• **How to complete this task**
Give the lines again exactly, from the one holding "(matches[2] && isNaN(matches[2])))" to the last line of the listing below, both ends included and nothing added.

• **Material for this exercise**
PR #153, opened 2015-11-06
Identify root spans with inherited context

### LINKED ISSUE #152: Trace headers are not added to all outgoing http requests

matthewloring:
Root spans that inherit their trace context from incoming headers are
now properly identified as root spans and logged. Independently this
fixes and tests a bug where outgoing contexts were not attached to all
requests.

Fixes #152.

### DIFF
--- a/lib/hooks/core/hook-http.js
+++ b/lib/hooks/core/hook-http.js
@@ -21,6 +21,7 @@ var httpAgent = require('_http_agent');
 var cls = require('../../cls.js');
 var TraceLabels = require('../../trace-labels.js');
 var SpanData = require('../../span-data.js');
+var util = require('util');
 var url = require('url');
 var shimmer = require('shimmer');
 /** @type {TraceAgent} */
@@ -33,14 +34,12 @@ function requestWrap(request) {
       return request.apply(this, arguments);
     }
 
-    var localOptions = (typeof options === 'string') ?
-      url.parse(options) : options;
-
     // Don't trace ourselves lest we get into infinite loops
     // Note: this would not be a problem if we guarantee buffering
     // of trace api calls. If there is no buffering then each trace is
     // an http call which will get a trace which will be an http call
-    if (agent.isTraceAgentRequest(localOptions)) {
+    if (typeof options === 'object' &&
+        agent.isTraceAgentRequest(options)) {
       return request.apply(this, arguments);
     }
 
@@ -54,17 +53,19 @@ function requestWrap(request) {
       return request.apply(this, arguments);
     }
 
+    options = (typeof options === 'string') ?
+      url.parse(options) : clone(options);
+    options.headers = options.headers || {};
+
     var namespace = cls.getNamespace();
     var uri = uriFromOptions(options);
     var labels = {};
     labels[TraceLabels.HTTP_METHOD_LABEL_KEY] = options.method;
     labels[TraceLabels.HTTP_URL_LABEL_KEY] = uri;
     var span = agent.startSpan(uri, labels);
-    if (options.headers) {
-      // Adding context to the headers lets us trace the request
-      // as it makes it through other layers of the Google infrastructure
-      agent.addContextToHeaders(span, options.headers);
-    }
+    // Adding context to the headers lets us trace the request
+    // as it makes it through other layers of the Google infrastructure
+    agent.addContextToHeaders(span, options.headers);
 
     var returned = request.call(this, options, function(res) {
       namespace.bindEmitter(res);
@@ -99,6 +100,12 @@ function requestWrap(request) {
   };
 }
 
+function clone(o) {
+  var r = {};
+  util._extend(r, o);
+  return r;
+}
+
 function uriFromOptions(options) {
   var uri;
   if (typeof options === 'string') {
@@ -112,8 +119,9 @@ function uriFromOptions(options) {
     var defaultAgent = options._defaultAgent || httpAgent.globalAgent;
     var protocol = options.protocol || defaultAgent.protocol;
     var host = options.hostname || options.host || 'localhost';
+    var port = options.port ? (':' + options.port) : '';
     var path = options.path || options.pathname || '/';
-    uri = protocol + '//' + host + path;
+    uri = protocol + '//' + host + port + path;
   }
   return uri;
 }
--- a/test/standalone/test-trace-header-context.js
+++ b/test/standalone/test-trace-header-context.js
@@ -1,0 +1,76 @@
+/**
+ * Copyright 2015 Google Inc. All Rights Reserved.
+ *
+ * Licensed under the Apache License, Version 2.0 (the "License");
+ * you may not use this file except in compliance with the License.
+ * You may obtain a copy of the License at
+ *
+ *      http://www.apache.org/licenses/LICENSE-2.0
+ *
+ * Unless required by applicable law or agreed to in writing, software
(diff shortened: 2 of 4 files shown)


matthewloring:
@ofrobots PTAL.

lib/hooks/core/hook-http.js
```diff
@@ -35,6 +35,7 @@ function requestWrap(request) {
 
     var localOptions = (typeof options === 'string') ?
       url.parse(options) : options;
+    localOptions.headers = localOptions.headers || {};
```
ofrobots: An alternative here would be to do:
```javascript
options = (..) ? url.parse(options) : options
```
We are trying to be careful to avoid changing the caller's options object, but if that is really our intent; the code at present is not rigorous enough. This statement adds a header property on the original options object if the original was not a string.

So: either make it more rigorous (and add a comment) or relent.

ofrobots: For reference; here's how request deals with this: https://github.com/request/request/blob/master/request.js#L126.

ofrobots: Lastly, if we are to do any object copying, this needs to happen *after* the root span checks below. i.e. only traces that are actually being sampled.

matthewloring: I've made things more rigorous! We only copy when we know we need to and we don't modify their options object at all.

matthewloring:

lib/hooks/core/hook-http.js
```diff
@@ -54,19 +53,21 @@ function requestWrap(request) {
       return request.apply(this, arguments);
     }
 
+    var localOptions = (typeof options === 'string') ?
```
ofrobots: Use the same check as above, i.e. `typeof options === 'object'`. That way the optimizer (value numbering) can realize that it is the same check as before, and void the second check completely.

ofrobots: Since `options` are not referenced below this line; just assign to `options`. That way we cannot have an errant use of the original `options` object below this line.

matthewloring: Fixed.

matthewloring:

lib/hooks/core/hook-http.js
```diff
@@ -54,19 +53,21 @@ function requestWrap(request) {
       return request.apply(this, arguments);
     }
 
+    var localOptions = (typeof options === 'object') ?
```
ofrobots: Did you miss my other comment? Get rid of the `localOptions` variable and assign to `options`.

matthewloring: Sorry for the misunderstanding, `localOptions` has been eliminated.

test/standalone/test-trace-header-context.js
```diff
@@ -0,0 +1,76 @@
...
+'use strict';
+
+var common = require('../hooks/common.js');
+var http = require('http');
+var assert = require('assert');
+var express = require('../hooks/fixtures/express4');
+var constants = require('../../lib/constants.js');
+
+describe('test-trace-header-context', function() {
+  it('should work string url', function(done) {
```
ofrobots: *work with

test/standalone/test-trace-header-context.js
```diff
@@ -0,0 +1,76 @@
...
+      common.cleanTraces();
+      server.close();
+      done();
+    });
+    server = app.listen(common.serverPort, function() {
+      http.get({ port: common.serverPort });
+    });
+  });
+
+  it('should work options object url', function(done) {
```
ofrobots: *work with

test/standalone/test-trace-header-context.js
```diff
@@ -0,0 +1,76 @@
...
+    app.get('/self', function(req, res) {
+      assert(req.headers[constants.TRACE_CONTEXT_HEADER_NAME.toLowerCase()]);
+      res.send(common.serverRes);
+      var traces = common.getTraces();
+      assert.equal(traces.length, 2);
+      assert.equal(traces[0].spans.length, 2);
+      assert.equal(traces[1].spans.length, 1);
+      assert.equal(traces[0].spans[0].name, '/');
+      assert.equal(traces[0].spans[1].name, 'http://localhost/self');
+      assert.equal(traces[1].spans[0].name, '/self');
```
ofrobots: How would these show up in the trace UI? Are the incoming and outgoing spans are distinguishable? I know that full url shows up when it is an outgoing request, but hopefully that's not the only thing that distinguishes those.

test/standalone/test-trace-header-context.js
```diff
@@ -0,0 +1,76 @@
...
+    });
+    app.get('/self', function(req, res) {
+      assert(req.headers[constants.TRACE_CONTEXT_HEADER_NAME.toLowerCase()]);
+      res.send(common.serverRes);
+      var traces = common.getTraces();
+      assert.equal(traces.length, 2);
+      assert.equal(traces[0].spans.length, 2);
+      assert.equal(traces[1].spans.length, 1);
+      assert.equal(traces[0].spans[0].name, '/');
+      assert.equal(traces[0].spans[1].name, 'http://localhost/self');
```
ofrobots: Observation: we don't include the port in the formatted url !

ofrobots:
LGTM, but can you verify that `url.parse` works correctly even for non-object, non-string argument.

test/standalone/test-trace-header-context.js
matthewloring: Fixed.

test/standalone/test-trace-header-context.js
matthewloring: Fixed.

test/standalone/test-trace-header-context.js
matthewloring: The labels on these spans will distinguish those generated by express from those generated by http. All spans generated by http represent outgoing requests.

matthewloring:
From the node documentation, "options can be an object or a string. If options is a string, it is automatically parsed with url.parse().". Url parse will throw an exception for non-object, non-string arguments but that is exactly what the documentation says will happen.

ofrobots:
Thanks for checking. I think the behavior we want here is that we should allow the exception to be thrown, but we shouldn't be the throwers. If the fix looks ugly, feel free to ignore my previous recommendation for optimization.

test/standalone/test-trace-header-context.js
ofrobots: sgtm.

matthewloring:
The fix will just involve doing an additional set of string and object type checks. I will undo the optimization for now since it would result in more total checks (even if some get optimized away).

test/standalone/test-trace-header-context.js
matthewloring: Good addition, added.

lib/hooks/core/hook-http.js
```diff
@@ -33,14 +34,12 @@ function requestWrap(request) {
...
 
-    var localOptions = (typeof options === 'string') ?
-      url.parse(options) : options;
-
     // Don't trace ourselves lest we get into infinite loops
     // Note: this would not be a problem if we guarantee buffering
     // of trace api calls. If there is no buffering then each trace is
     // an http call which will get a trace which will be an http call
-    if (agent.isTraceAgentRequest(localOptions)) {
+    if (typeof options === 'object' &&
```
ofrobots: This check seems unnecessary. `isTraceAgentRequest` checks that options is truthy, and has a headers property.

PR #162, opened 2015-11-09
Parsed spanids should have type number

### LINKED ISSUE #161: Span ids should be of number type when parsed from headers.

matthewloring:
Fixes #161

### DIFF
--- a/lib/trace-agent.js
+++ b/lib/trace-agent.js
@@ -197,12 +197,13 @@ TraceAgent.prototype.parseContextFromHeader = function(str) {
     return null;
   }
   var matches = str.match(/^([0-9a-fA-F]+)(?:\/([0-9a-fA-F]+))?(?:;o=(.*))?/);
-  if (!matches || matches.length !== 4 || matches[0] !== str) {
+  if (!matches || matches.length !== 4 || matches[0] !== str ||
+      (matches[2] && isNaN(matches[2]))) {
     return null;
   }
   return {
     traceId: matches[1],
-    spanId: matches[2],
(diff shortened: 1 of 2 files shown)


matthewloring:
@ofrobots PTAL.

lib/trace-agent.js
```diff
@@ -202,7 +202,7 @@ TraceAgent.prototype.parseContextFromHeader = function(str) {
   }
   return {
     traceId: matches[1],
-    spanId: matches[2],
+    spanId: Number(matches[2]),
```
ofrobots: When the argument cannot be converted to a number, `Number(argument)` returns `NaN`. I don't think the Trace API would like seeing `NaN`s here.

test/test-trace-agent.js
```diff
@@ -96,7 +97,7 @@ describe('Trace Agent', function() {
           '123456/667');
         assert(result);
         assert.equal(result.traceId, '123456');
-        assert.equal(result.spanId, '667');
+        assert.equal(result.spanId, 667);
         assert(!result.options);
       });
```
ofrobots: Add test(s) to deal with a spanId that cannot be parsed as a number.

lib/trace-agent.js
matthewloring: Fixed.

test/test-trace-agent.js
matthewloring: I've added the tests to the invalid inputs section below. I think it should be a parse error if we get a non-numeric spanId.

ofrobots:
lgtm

• **Answer section**
+      (matches[2] && isNaN(matches[2]))) {
     return null;
   }
   return {
     traceId: matches[1],
-    spanId: matches[2],
(diff shortened: 1 of 2 files shown)


matthewloring:
@ofrobots PTAL.

lib/trace-agent.js
```diff
@@ -202,7 +202,7 @@ TraceAgent.prototype.parseContextFromHeader = function(str) {
   }
   return {
     traceId: matches[1],
-    spanId: matches[2],
+    spanId: Number(matches[2]),
```
ofrobots: When the argument cannot be converted to a number, `Number(argument)` returns `NaN`. I don't think the Trace API would like seeing `NaN`s here.

test/test-trace-agent.js
```diff
@@ -96,7 +97,7 @@ describe('Trace Agent', function() {
           '123456/667');
         assert(result);
         assert.equal(result.traceId, '123456');
-        assert.equal(result.spanId, '667');
+        assert.equal(result.spanId, 667);
         assert(!result.options);
       });
```
ofrobots: Add test(s) to deal with a spanId that cannot be parsed as a number.

lib/trace-agent.js
matthewloring: Fixed.

test/test-trace-agent.js
matthewloring: I've added the tests to the invalid inputs section below. I think it should be a parse error if we get a non-numeric spanId.

ofrobots:
lgtm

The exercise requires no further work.